(Entries provided begins)

Issue #2449, opened 2026-01-12
Issue: Incorrect gRPC status code for storage version check error


epishev-m:
# Issue: Incorrect gRPC status code for storage version check error

## Problem Description

When executing the `WriteStorageObjectsAsync` operation and encountering the error "Storage write rejected - version check failed", the Nakama server returns an incorrect gRPC status code.

## Current Behavior

When the error "Storage write rejected - version check failed" occurs, the following is returned:
- **HTTP status code**: 400
- **gRPC status code**: `3` (INVALID_ARGUMENT)

## Expected Behavior

When the error "Storage write rejected - version check failed" occurs, the following should be returned:
- **HTTP status code**: 400 (or another appropriate code)
- **gRPC status code**: `9` (FAILED_PRECONDITION)

## Rationale

A version check failure is a precondition error, not an invalid argument error. Semantically, this means that the operation cannot be performed due to a state mismatch (object version does not match), which corresponds to the `FAILED_PRECONDITION` status according to the gRPC specification.

## Context

Client code contains a temporary workaround to handle this situation. Due to the incorrect gRPC status code, we are forced to check the error message text against a constant string, as there is no other reliable way to identify this specific error case:

```csharp
// Remove this once the server is updated to return the correct error code
if (statusCode == 400 && grpcStatusCode == 3 &&
    exception.Message == "Storage write rejected - version check failed.")
{
    // Handle version check error
    // ...
}
```

This approach is fragile, as it depends on exact message text matching, which may change. This workaround should be removed after the server is fixed.

## Steps to Reproduce

1. Execute a storage write operation (`WriteStorageObjectsAsync`)
2. Attempt to write an object with an incorrect version (version mismatch)
3. Check the returned gRPC status code in the `ApiResponseException`

## Expected Result After Fix

After the server is fixed:
- gRPC status code should be `9` (FAILED_PRECONDITION)
- The workaround in client code can be removed
- Error handling will occur automatically based on the correct status code

PR #2556, opened 2026-09-13
fix: return RESOURCE_EXHAUSTED for oversized RPC HTTP bodies

### LINKED ISSUE #2450: Issue: Incorrect gRPC status code for "request body too large" error
# Issue: Incorrect gRPC status code for "request body too large" error

## Problem Description

When executing storage write operations in Nakama and encountering the error "http: request body too large", the server returns an incorrect gRPC status code.

## Current Behavior

When the error "http: request body too large" occurs, the following is returned:
- **HTTP status code**: 400 (or another appropriate code)
- **gRPC status code**: `3` (INVALID_ARGUMENT)

## Expected Behavior

When the error "http: request body too large" occurs, the following should be returned:
- **HTTP status code**: 400 (or another appropriate code)
- **gRPC status code**: `8` (RESOURCE_EXHAUSTED)

## Rationale

The "request body too large" error means that the request body size exceeds the allowed limit. This is a resource exhaustion error, not an invalid argument error. Semantically, this means that the operation cannot be performed due to resource constraints (request size exceeds the limit), which corresponds to the `RESOURCE_EXHAUSTED` status according to the gRPC specification.

## Context

Client code may require special handling for this situation. Due to the incorrect gRPC status code, we are forced to check the error message text against a constant string, as there is no other reliable way to identify this specific error case. This approach is fragile, as it depends on exact message text matching, which may change.

## Steps to Reproduce

1. Execute a storage write operation (`WriteStorageObjectsAsync`)
2. Attempt to write an object whose size exceeds the server's allowed limit
3. Check the returned gRPC status code in the `ApiResponseException`

## Expected Result After Fix

After the server is fixed:
- gRPC status code should be `8` (RESOURCE_EXHAUSTED)
- Error handling will occur automatically based on the correct status code
- Client code will be able to reliably identify this error without checking the message text

wooyang2018:
## Summary
- HTTP RPC (`/v2/rpc/...` POST): oversized request bodies now return gRPC status **8 (`RESOURCE_EXHAUSTED`)** in the JSON error payload instead of **3 (`INVALID_ARGUMENT`)** ([#2450](https://github.com/heroiclabs/nakama/issues/2450)).
- Adds a unit test asserting the `requestBodyTooLargeBytes` payload uses code 8.

## Scope note
This PR only covers the **RPC HTTP** path in `api_rpc.go`. Storage write version failures ([#2449](https://github.com/heroiclabs/nakama/issues/2449)) and gRPC-Gateway `/v2/storage` body limits are **not** included here (separate follow-up).

## Test plan
- [x] `go test ./server/ -run TestRequestBodyTooLargeResponseUsesResourceExhaustedCode`

Fixes #2450

### DIFF
--- a/server/api_rpc.go
+++ b/server/api_rpc.go
@@ -41,7 +41,7 @@ var (
 	rpcFunctionNotFoundBytes = []byte(`{"error":"RPC function not found","message":"RPC function not found","code":5}`)
 	internalServerErrorBytes = []byte(`{"error":"Internal Server Error","message":"Internal Server Error","code":13}`)
 	badJSONBytes             = []byte(`{"error":"json: cannot unmarshal object into Go value of type string","message":"json: cannot unmarshal object into Go value of type string","code":3}`)
-	requestBodyTooLargeBytes = []byte(`{"code":3, "message":"http: request body too large"}`)
+	requestBodyTooLargeBytes = []byte(`{"code":8, "message":"http: request body too large"}`)
 )
 
 func (s *ApiServer) RpcFuncHttp(w http.ResponseWriter, r *http.Request) {
--- a/server/api_test.go
+++ b/server/api_test.go
@@ -296,6 +296,17 @@ func UserIDFromSession(session *api.Session) (uuid.UUID, error) {
 	return uuid.FromString(data["uid"].(string))
 }
 
+func TestRequestBodyTooLargeResponseUsesResourceExhaustedCode(t *testing.T) {
+	t.Parallel()
+
+	if !strings.Contains(string(requestBodyTooLargeBytes), `"code":8`) {
+		t.Fatalf("expected ResourceExhausted (8) in RPC body-too-large payload, got %q", string(requestBodyTooLargeBytes))
+	}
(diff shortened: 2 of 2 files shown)


zyro (changes requested):
GRPC Gateway would translate GRPC error code 8 `RESOURCE_EXHAUSTED` into a HTTP `429 Too Many Requests` response code, which is not strictly speaking appropriate here.

If we're making a change for correctness, the most accurate response would be HTTP `413 Content Too Large`.

See mappings here: https://github.com/grpc-ecosystem/grpc-gateway/blob/main/runtime/errors.go#L56

wooyang2018:
Thanks for the review. Updated the RPC HTTP path to return HTTP 413 (StatusRequestEntityTooLarge) for oversized POST bodies. The JSON payload keeps gRPC code 3 (INVALID_ARGUMENT) rather than 8 (RESOURCE_EXHAUSTED), since grpc-gateway maps 8 to HTTP 429, which would be misleading here. Added a unit test asserting 413 and that we do not emit code 8.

(Entries provided ends)

* Exercise brief:
Output the data once more, exactly as it appears above.

* Answer below:
Issue #2449, opened 2026-01-12
Issue: Incorrect gRPC status code for storage version check error


epishev-m:
# Issue: Incorrect gRPC status code for storage version check error

## Problem Description

When executing the `WriteStorageObjectsAsync` operation and encountering the error "Storage write rejected - version check failed", the Nakama server returns an incorrect gRPC status code.

## Current Behavior

When the error "Storage write rejected - version check failed" occurs, the following is returned:
- **HTTP status code**: 400
- **gRPC status code**: `3` (INVALID_ARGUMENT)

## Expected Behavior

When the error "Storage write rejected - version check failed" occurs, the following should be returned:
- **HTTP status code**: 400 (or another appropriate code)
- **gRPC status code**: `9` (FAILED_PRECONDITION)

## Rationale

A version check failure is a precondition error, not an invalid argument error. Semantically, this means that the operation cannot be performed due to a state mismatch (object version does not match), which corresponds to the `FAILED_PRECONDITION` status according to the gRPC specification.

## Context

Client code contains a temporary workaround to handle this situation. Due to the incorrect gRPC status code, we are forced to check the error message text against a constant string, as there is no other reliable way to identify this specific error case:

```csharp
// Remove this once the server is updated to return the correct error code
if (statusCode == 400 && grpcStatusCode == 3 &&
    exception.Message == "Storage write rejected - version check failed.")
{
    // Handle version check error
    // ...
}
```

This approach is fragile, as it depends on exact message text matching, which may change. This workaround should be removed after the server is fixed.

## Steps to Reproduce

1. Execute a storage write operation (`WriteStorageObjectsAsync`)
2. Attempt to write an object with an incorrect version (version mismatch)
3. Check the returned gRPC status code in the `ApiResponseException`

## Expected Result After Fix

After the server is fixed:
- gRPC status code should be `9` (FAILED_PRECONDITION)
- The workaround in client code can be removed
- Error handling will occur automatically based on the correct status code

PR #2556, opened 2026-09-13
fix: return RESOURCE_EXHAUSTED for oversized RPC HTTP bodies

### LINKED ISSUE #2450: Issue: Incorrect gRPC status code for "request body too large" error
# Issue: Incorrect gRPC status code for "request body too large" error

## Problem Description

When executing storage write operations in Nakama and encountering the error "http: request body too large", the server returns an incorrect gRPC status code.

## Current Behavior

When the error "http: request body too large" occurs, the following is returned:
- **HTTP status code**: 400 (or another appropriate code)
- **gRPC status code**: `3` (INVALID_ARGUMENT)

## Expected Behavior

When the error "http: request body too large" occurs, the following should be returned:
- **HTTP status code**: 400 (or another appropriate code)
- **gRPC status code**: `8` (RESOURCE_EXHAUSTED)

## Rationale

The "request body too large" error means that the request body size exceeds the allowed limit. This is a resource exhaustion error, not an invalid argument error. Semantically, this means that the operation cannot be performed due to resource constraints (request size exceeds the limit), which corresponds to the `RESOURCE_EXHAUSTED` status according to the gRPC specification.

## Context

Client code may require special handling for this situation. Due to the incorrect gRPC status code, we are forced to check the error message text against a constant string, as there is no other reliable way to identify this specific error case. This approach is fragile, as it depends on exact message text matching, which may change.

## Steps to Reproduce

1. Execute a storage write operation (`WriteStorageObjectsAsync`)
2. Attempt to write an object whose size exceeds the server's allowed limit
3. Check the returned gRPC status code in the `ApiResponseException`

## Expected Result After Fix

After the server is fixed:
- gRPC status code should be `8` (RESOURCE_EXHAUSTED)
- Error handling will occur automatically based on the correct status code
- Client code will be able to reliably identify this error without checking the message text

wooyang2018:
## Summary
- HTTP RPC (`/v2/rpc/...` POST): oversized request bodies now return gRPC status **8 (`RESOURCE_EXHAUSTED`)** in the JSON error payload instead of **3 (`INVALID_ARGUMENT`)** ([#2450](https://github.com/heroiclabs/nakama/issues/2450)).
- Adds a unit test asserting the `requestBodyTooLargeBytes` payload uses code 8.

## Scope note
This PR only covers the **RPC HTTP** path in `api_rpc.go`. Storage write version failures ([#2449](https://github.com/heroiclabs/nakama/issues/2449)) and gRPC-Gateway `/v2/storage` body limits are **not** included here (separate follow-up).

## Test plan
- [x] `go test ./server/ -run TestRequestBodyTooLargeResponseUsesResourceExhaustedCode`

Fixes #2450

### DIFF
--- a/server/api_rpc.go
+++ b/server/api_rpc.go
@@ -41,7 +41,7 @@ var (
 	rpcFunctionNotFoundBytes = []byte(`{"error":"RPC function not found","message":"RPC function not found","code":5}`)
 	internalServerErrorBytes = []byte(`{"error":"Internal Server Error","message":"Internal Server Error","code":13}`)
 	badJSONBytes             = []byte(`{"error":"json: cannot unmarshal object into Go value of type string","message":"json: cannot unmarshal object into Go value of type string","code":3}`)
-	requestBodyTooLargeBytes = []byte(`{"code":3, "message":"http: request body too large"}`)
+	requestBodyTooLargeBytes = []byte(`{"code":8, "message":"http: request body too large"}`)
 )
 
 func (s *ApiServer) RpcFuncHttp(w http.ResponseWriter, r *http.Request) {
--- a/server/api_test.go
+++ b/server/api_test.go
@@ -296,6 +296,17 @@ func UserIDFromSession(session *api.Session) (uuid.UUID, error) {
 	return uuid.FromString(data["uid"].(string))
 }
 
+func TestRequestBodyTooLargeResponseUsesResourceExhaustedCode(t *testing.T) {
+	t.Parallel()
+
+	if !strings.Contains(string(requestBodyTooLargeBytes), `"code":8`) {
+		t.Fatalf("expected ResourceExhausted (8) in RPC body-too-large payload, got %q", string(requestBodyTooLargeBytes))
+	}
(diff shortened: 2 of 2 files shown)


zyro (changes requested):
GRPC Gateway would translate GRPC error code 8 `RESOURCE_EXHAUSTED` into a HTTP `429 Too Many Requests` response code, which is not strictly speaking appropriate here.

If we're making a change for correctness, the most accurate response would be HTTP `413 Content Too Large`.

See mappings here: https://github.com/grpc-ecosystem/grpc-gateway/blob/main/runtime/errors.go#L56

wooyang2018:
Thanks for the review. Updated the RPC HTTP path to return HTTP 413 (StatusRequestEntityTooLarge) for oversized POST bodies. The JSON payload keeps gRPC code 3 (INVALID_ARGUMENT) rather than 8 (RESOURCE_EXHAUSTED), since grpc-gateway maps 8 to HTTP 429, which would be misleading here. Added a unit test asserting 413 and that we do not emit code 8.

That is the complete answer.